As she watched, an alert sounded on the workstation that held the network’s control interface.
One of the armed men stepped forward, gesturing threateningly at the woman who crewed that console. “What the hell is that?”
The woman moved to silence the alarm, but froze, hand extended, when the man fired his weapon. Katie heard the metallic ting! of the bullet that skimmed just past the woman’s head, impacting a corner of the console.
“You move only when I say you can,” ordered the terrorist. “Now, tell me what that alarm signifies.”
The platform’s manager stepped forward cautiously, and Katie saw half a dozen rifle barrels snap up, trained on him.
He raised his hands, p
alms forward, in a gesture of supplication. “It’s an old alert.” He cleared his voice nervously. “We get an RF interference bleed every time the auxiliary and viral plant comes online. It’s been this way for literally five years, and we’ve been unable to trace it.”
Katie saw the man holding them hostage narrow his eyes suspiciously. She could practically taste the tension in the air as the manager continued.
“It’s true. Headquarters said it was too expensive to replace, but we can’t do without a backup, so we’ve just had to work around it as best we can.”
The man holding the gun on the woman at the console gave her a sharp look, and she nodded timidly, confirming the manager’s explanation.
“I can show you, if you wish,” she offered, voice shaking.
He motioned with his weapon for her to continue, and she pointed to her display, pulling up a schematic of the platform and zeroing in on the warren of maintenance tunnels that wove throughout.
“The interference is being generated by unshielded equipment in the auxiliary enviro unit. It’s located at the base of this spar, here.”
The area flashed as she highlighted it.
“Indira, check it out.”
One of the women holding a weapon on the manager brought her gun to its high ready position at the snapped order, then stepped toward the control room’s doors.
“Hold on,” one of the armed men protested. “We already have Agnew and DeVries patrolling the plant, Grayson and Smalls in lodging, and Zeff, Todds, and Moran on the dock.
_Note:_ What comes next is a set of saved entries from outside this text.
PR #2329, opened 2023-08-24
fix: don't default to sharedv4/shared for RWX Volumes if proxy spec is set

Glitchfix:
When creating a proxy volume with CSI enabled, if you set RWX access mode, the user will hit an error. This is because we default to sharedv4 for all RWX volumes in CSI.

When defaulting to sharedv4, we need to first check if a proxy spec is set. In that case, we shouldn’t default to sharedv4.


csi/controller_test.go
```diff
@@ -3289,6 +3289,30 @@ func TestResolveSpecFromCSI(t *testing.T) {
...
+				},
+			},
+			existingSpec: &api.VolumeSpec{
+				ProxySpec: &api.ProxySpec{
+					ProxyProtocol: api.ProxyProtocol_PROXY_PROTOCOL_NFS,
+				},
+			},
+
+			expectedSpec: &api.VolumeSpec{
+				Shared: false,
```
ggriffiths, line 3310: Can you check `Sharedv4: false`, as well?

ggriffiths (approved):
LGTM! Thanks @Glitchfix

Glitchfix:
@ggriffiths I think you need merge the PR
Only those with write access to this repository can merge pull requests.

You really want to stretch us that thin?”
“You trying to tell me how to run this op, Gardner?”
“No, man. C’mon.” He gestured around at the seated Cobalt employees. “Isn’t everyone on the platform accounted for? If they’re not out on ships, then they’re under lockdown inside their quarters, except for the doctor and those of us in here.”
The leader paused, his gaze thoughtful. He looked down at the schematic, pointed to the maintenance tunnels, and asked the comm operator, “How many tunnel entry points are there?”